--- About this exercise ---
This task calls for printing every entry exactly.

(Stored data entries)
------------------------------
PR #806, opened 2024-02-13
Rebuild OSG's xrootd RPM from source inside the dev container

matyasselmeci:
This downloads the latest xrootd source RPM from the OSG 23 development repos, and uses rpmbuild to build it locally for the current architecture.  The resulting RPMs are put into /usr/local/src/rpmbuild/RPMS/$arch/* (where $arch is the architecture, either x86_64, noarch, or aarch64) and a yum repo is built from it. The repo has highest priority so the locally built RPMs are picked over what's in EPEL.

To save time and space, the xrootd-compat libraries are not built, and neither are the docs.  Even with that, though, it's a good 20 minutes to build on ARM.  Caching the build results might be a good idea.

### DIFF
--- a/.github/workflows/publish-container.yml
+++ b/.github/workflows/publish-container.yml
@@ -93,3 +93,5 @@ jobs:
           tags: "${{ steps.generate-tag-list.outputs.taglist }}"
           build-args: |
             IS_PR_BUILD=${{ github.event_name == 'pull_request' }}
+          cache-from: type=registry,ref=hub.opensciencegrid.org/pelican_platform/pelican:buildcache
+          cache-to: type=registry,ref=hub.opensciencegrid.org/pelican_platform/pelican:buildcache,mode=max,ignore-error=true
--- a/.github/workflows/publish-dev-container.yml
+++ b/.github/workflows/publish-dev-container.yml
@@ -48,5 +48,5 @@ jobs:
           file: ./images/dev.Dockerfile
           push: ${{ github.event_name != 'pull_request' }}
           tags: ${{ steps.meta.outputs.tags }}
-          cache-from: type=gha
-          cache-to: type=gha,mode=max
+          cache-from: type=registry,ref=hub.opensciencegrid.org/pelican_platform/pelican-dev:buildcache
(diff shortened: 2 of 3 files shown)


matyasselmeci:
I think I need #807 for the image build to succeed.

matyasselmeci:
I marked this as draft so it doesn't get accidentally merged until we come up with a solution for the increase in CI runtime.

haoming29:
> @haoming29 - can you take this across the line by setting up a GHA cache containing the built RPMs?

Will take a look!

brianhlin:
@haoming29 thanks for tagging me! The registry build cache support is new since I last looked at all of this stuff but it looks really useful

haoming29:
@matyasselmeci @bbockelm After some tweaking, now both dev container and production container will cache the image to the harbor registry. However, since pushing images to harbor requires login, which needs harbor credentials via GitHub secrets. For GHA in PRs, the secrets in Pelican repo is not available to GHA runners because the owner of the PR is Mat or someone else. Therefore, the cached image won't be pushed to harbor during PR, but will when this PR is merged in (or in release process)

matyasselmeci:
I think that's fine, as long as the cached image is pulled for PRs.

brianhlin:
Yeah, I think that's preferable. You don't want random folks submitting PRs that push artifacts into our registries, even if GitHub does its best to stop drive bys

matyasselmeci:
The action looks good to me; I can't push the approve button because I own the PR.

haoming29:
I can help push the button if I can get a hint on how to verify it works. Since this is to build xrootd from source, will running xrootd gives me a particular version number?

matyasselmeci:
You won't see it in the program version itself but if you run `rpm -q xrootd-server`, you should see `.osg.el8` in the version of the RPM.

haoming29 (approved):
run `rpm -q xrootd-server` gives me `xrootd-server-5.6.7-1.2.osg.el8.aarch64` which looks good to me. I'll hit approve for now since Brian's out for a couple of days. Let's see if the GHA cache actually works.

PR #812, opened 2024-02-13
Remove bucket requirement for S3 origins

### LINKED ISSUE #811: S3 origins should work without specifying a bucket
In the case of AWS open data, we don't want to have to enumerate all of the buckets... Instead, for a given service url like `s3.amazonaws.com`, we should be able to set up an origin that exports everything hosted by the service.

jhiemstrawisc:
It was a mistake to require that S3 origins be configured with a bucket. In the case of AWS public data, for example, it would be nice to have a single origin that exports all public buckets from `s3.amazonaws.com`. Under the old scheme, this would require an origin per bucket -- whoops!

# Testing notes for this one:
- Spin up a registry/director.

## Testing a public origin with a single bucket
- Serve a public origin (`Origin.EnablePublicReads: true`) that exports a single bucket from AWS open data -- we do still want this to work, even if we no longer require it:
`pelican origin serve --mode s3 --port 8444 --service-name "s3.amazonaws.com" --region "us-east-1" --bucket "noaa-wod-pds" --service-url https://s3.us-east-1.amazonaws.com -d`
- Now curl a test file from the origin: `curl -v -k https://<origin hostname>:<origin port>/s3.amazonaws.com/us-east-1/noaa-wod-pds/MD5SUMS`. You should see a small md5 sum file print to terminal

## Testing a public origin with no bucket specified
Now we basically want to serve the same origin, but without pinning the bucket. We can still use the same bucket for testing, but the difference is that if this works with the unpinned `noaa-wod-pds` bucket, it will also work for any bucket under `s3.amazonaws.com/us-east-`.
 - Serve a public origin (`Origin.EnablePublicReads: true`):
`pelican origin serve --mode s3 --port 8444 --service-name "s3.amazonaws.com" --region "us-east-1" --service-url https://s3.us-east-1.amazonaws.com -d`
- Now curl a test file from the origin: `curl -v -k https://<origin hostname>:<origin port>/s3.amazonaws.com/us-east-1/noaa-wod-pds/MD5SUMS`. You should see a small md5 sum file print to terminal

Both of those origin configurations should work.

Closes #811

### DIFF
--- a/cmd/origin.go
+++ b/cmd/origin.go
@@ -162,7 +162,7 @@ func init() {
 	originServeCmd.MarkFlagsMutuallyExclusive("volume", "bucket-access-keyfile")
 	originServeCmd.MarkFlagsMutuallyExclusive("volume", "bucket-secret-keyfile")
 	// We don't require the bucket access and secret keyfiles as they're not needed for unauthenticated buckets
-	originServeCmd.MarkFlagsRequiredTogether("service-name", "region", "bucket", "service-url")
+	originServeCmd.MarkFlagsRequiredTogether("service-name", "region", "service-url")
 	originServeCmd.MarkFlagsRequiredTogether("bucket-access-keyfile", "bucket-secret-keyfile")
 
 	// The port any web UI stuff will be served on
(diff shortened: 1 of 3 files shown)


turetske (approved):

jhiemstrawisc:
Awesome, thanks Emma!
------------------------------
--- Task solution ---
PR #806, opened 2024-02-13
Rebuild OSG's xrootd RPM from source inside the dev container

matyasselmeci:
This downloads the latest xrootd source RPM from the OSG 23 development repos, and uses rpmbuild to build it locally for the current architecture.  The resulting RPMs are put into /usr/local/src/rpmbuild/RPMS/$arch/* (where $arch is the architecture, either x86_64, noarch, or aarch64) and a yum repo is built from it. The repo has highest priority so the locally built RPMs are picked over what's in EPEL.

To save time and space, the xrootd-compat libraries are not built, and neither are the docs.  Even with that, though, it's a good 20 minutes to build on ARM.  Caching the build results might be a good idea.

### DIFF
--- a/.github/workflows/publish-container.yml
+++ b/.github/workflows/publish-container.yml
@@ -93,3 +93,5 @@ jobs:
           tags: "${{ steps.generate-tag-list.outputs.taglist }}"
           build-args: |
             IS_PR_BUILD=${{ github.event_name == 'pull_request' }}
+          cache-from: type=registry,ref=hub.opensciencegrid.org/pelican_platform/pelican:buildcache
+          cache-to: type=registry,ref=hub.opensciencegrid.org/pelican_platform/pelican:buildcache,mode=max,ignore-error=true
--- a/.github/workflows/publish-dev-container.yml
+++ b/.github/workflows/publish-dev-container.yml
@@ -48,5 +48,5 @@ jobs:
           file: ./images/dev.Dockerfile
           push: ${{ github.event_name != 'pull_request' }}
           tags: ${{ steps.meta.outputs.tags }}
-          cache-from: type=gha
-          cache-to: type=gha,mode=max
+          cache-from: type=registry,ref=hub.opensciencegrid.org/pelican_platform/pelican-dev:buildcache
(diff shortened: 2 of 3 files shown)


matyasselmeci:
I think I need #807 for the image build to succeed.

matyasselmeci:
I marked this as draft so it doesn't get accidentally merged until we come up with a solution for the increase in CI runtime.

haoming29:
> @haoming29 - can you take this across the line by setting up a GHA cache containing the built RPMs?

Will take a look!

brianhlin:
@haoming29 thanks for tagging me! The registry build cache support is new since I last looked at all of this stuff but it looks really useful

haoming29:
@matyasselmeci @bbockelm After some tweaking, now both dev container and production container will cache the image to the harbor registry. However, since pushing images to harbor requires login, which needs harbor credentials via GitHub secrets. For GHA in PRs, the secrets in Pelican repo is not available to GHA runners because the owner of the PR is Mat or someone else. Therefore, the cached image won't be pushed to harbor during PR, but will when this PR is merged in (or in release process)

matyasselmeci:
I think that's fine, as long as the cached image is pulled for PRs.

brianhlin:
Yeah, I think that's preferable. You don't want random folks submitting PRs that push artifacts into our registries, even if GitHub does its best to stop drive bys

matyasselmeci:
The action looks good to me; I can't push the approve button because I own the PR.

haoming29:
I can help push the button if I can get a hint on how to verify it works. Since this is to build xrootd from source, will running xrootd gives me a particular version number?

matyasselmeci:
You won't see it in the program version itself but if you run `rpm -q xrootd-server`, you should see `.osg.el8` in the version of the RPM.

haoming29 (approved):
run `rpm -q xrootd-server` gives me `xrootd-server-5.6.7-1.2.osg.el8.aarch64` which looks good to me. I'll hit approve for now since Brian's out for a couple of days. Let's see if the GHA cache actually works.

PR #812, opened 2024-02-13
Remove bucket requirement for S3 origins

### LINKED ISSUE #811: S3 origins should work without specifying a bucket
In the case of AWS open data, we don't want to have to enumerate all of the buckets... Instead, for a given service url like `s3.amazonaws.com`, we should be able to set up an origin that exports everything hosted by the service.

jhiemstrawisc:
It was a mistake to require that S3 origins be configured with a bucket. In the case of AWS public data, for example, it would be nice to have a single origin that exports all public buckets from `s3.amazonaws.com`. Under the old scheme, this would require an origin per bucket -- whoops!

# Testing notes for this one:
- Spin up a registry/director.

## Testing a public origin with a single bucket
- Serve a public origin (`Origin.EnablePublicReads: true`) that exports a single bucket from AWS open data -- we do still want this to work, even if we no longer require it:
`pelican origin serve --mode s3 --port 8444 --service-name "s3.amazonaws.com" --region "us-east-1" --bucket "noaa-wod-pds" --service-url https://s3.us-east-1.amazonaws.com -d`
- Now curl a test file from the origin: `curl -v -k https://<origin hostname>:<origin port>/s3.amazonaws.com/us-east-1/noaa-wod-pds/MD5SUMS`. You should see a small md5 sum file print to terminal

## Testing a public origin with no bucket specified
Now we basically want to serve the same origin, but without pinning the bucket. We can still use the same bucket for testing, but the difference is that if this works with the unpinned `noaa-wod-pds` bucket, it will also work for any bucket under `s3.amazonaws.com/us-east-`.
 - Serve a public origin (`Origin.EnablePublicReads: true`):
`pelican origin serve --mode s3 --port 8444 --service-name "s3.amazonaws.com" --region "us-east-1" --service-url https://s3.us-east-1.amazonaws.com -d`
- Now curl a test file from the origin: `curl -v -k https://<origin hostname>:<origin port>/s3.amazonaws.com/us-east-1/noaa-wod-pds/MD5SUMS`. You should see a small md5 sum file print to terminal

Both of those origin configurations should work.

Closes #811

### DIFF
--- a/cmd/origin.go
+++ b/cmd/origin.go
@@ -162,7 +162,7 @@ func init() {
 	originServeCmd.MarkFlagsMutuallyExclusive("volume", "bucket-access-keyfile")
 	originServeCmd.MarkFlagsMutuallyExclusive("volume", "bucket-secret-keyfile")
 	// We don't require the bucket access and secret keyfiles as they're not needed for unauthenticated buckets
-	originServeCmd.MarkFlagsRequiredTogether("service-name", "region", "bucket", "service-url")
+	originServeCmd.MarkFlagsRequiredTogether("service-name", "region", "service-url")
 	originServeCmd.MarkFlagsRequiredTogether("bucket-access-keyfile", "bucket-secret-keyfile")
 
 	// The port any web UI stuff will be served on
(diff shortened: 1 of 3 files shown)


turetske (approved):

jhiemstrawisc:
Awesome, thanks Emma!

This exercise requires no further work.